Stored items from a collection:
PR #12399, opened 2021-09-15
Add Chromium versions for RTCPeerConnectionIceEvent API

queengooborg:
This PR adds real values for Chromium (Chrome, Opera, Samsung Internet, WebView Android) for the `RTCPeerConnectionIceEvent` API, based upon commit history and date.

Commit: https://source.chromium.org/chromium/chromium/src/+/17f2e5e5850823844c8d6127b1b8ec068a7cc736

### DIFF
--- a/api/RTCPeerConnectionIceEvent.json
+++ b/api/RTCPeerConnectionIceEvent.json
@@ -8,7 +8,7 @@
           "chrome": [
             {
               "alternative_name": "RTCIceCandidateEvent",
-              "version_added": true,
+              "version_added": "24",
               "version_removed": "56"
             },
             {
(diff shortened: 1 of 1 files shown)


foolip:
The `candidate` member is in the linked commit, but the data in this file isn't updated. Can you update that to match?

foolip (approved):
Consistency check: https://source.chromium.org/chromium/chromium/src/+/17f2e5e5850823844c8d6127b1b8ec068a7cc736 also adds `addIceCandidate` and `onicecandidate` and those are also marked as Chrome 24 in https://developer.mozilla.org/en-US/docs/Web/API/RTCPeerConnection#browser_compatibility 👍

PR #12403, opened 2021-09-15
Remove Window.routeEvent

teoli2003:
The last browser to support this was Firefox 25. I'm about to delete the related MDN page.


teoli2003:
This will need a "label:release_notes" or similar (but I can't set it)

Elchi3 (approved):

PR #12414, opened 2021-09-16
Add Chromium versions for api.Window.showModalDialog

queengooborg:
This PR adds real values for Chromium (Chrome, Opera, Samsung Internet, WebView Android) for the `showModalDialog` member of the `Window` API by mirroring the data.

### DIFF
--- a/api/Window.json
+++ b/api/Window.json
@@ -8843,7 +8843,7 @@
           "mdn_url": "https://developer.mozilla.org/docs/Web/API/Window/showModalDialog",
           "support": {
             "chrome": {
-              "version_added": true,
+              "version_added": "6",
               "version_removed": "43"
             },
             "chrome_android": {


foolip:
> This PR adds real values for Chromium (Chrome, Opera, Samsung Internet, WebView Android) for the `showModalDialog` member of the `Window` API by mirroring the data.

Only Chrome has changed and that can't be mirrored from any other browser, so how was the version (Chrome 6) determined?

queengooborg:
It did come from mirroring the data from Safari.  Since I still don't have my laptop I couldn't verify the version number myself, so admittedly this isn't the most accurate data.  My thought process was that since this feature is so old and removed a long time ago from Chrome, we could merge this as it is simply to get our real values up (and it shouldn't matter to web developers this far back), and then fix the version number once I get my laptop back.

foolip:
OK, a guesstimate is good enough here.

foolip (approved):

PR #12418, opened 2021-09-16
Add Chromium versions for api.TimeRanges.length

queengooborg:
This PR adds real values for Chromium (Chrome, Opera, Samsung Internet, WebView Android) for the `length` member of the `TimeRanges` API, based upon commit history and date.

Commit: https://source.chromium.org/chromium/chromium/src/+/f85a45d545671a8a59a97c18c5f313fce3b0c2f7


foolip (approved):
This matches the parent feature `TimeRanges`, which makes sense.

§ WHAT TO PRODUCE
Could you output, exactly and with nothing else, the lines from the start of the records through the line containing "and those are"?

§ REPLY TO THE EXERCISE
PR #12399, opened 2021-09-15
Add Chromium versions for RTCPeerConnectionIceEvent API

queengooborg:
This PR adds real values for Chromium (Chrome, Opera, Samsung Internet, WebView Android) for the `RTCPeerConnectionIceEvent` API, based upon commit history and date.

Commit: https://source.chromium.org/chromium/chromium/src/+/17f2e5e5850823844c8d6127b1b8ec068a7cc736

### DIFF
--- a/api/RTCPeerConnectionIceEvent.json
+++ b/api/RTCPeerConnectionIceEvent.json
@@ -8,7 +8,7 @@
           "chrome": [
             {
               "alternative_name": "RTCIceCandidateEvent",
-              "version_added": true,
+              "version_added": "24",
               "version_removed": "56"
             },
             {
(diff shortened: 1 of 1 files shown)


foolip:
The `candidate` member is in the linked commit, but the data in this file isn't updated. Can you update that to match?

foolip (approved):
Consistency check: https://source.chromium.org/chromium/chromium/src/+/17f2e5e5850823844c8d6127b1b8ec068a7cc736 also adds `addIceCandidate` and `onicecandidate` and those are also marked as Chrome 24 in https://developer.mozilla.org/en-US/docs/Web/API/RTCPeerConnection#browser_compatibility 👍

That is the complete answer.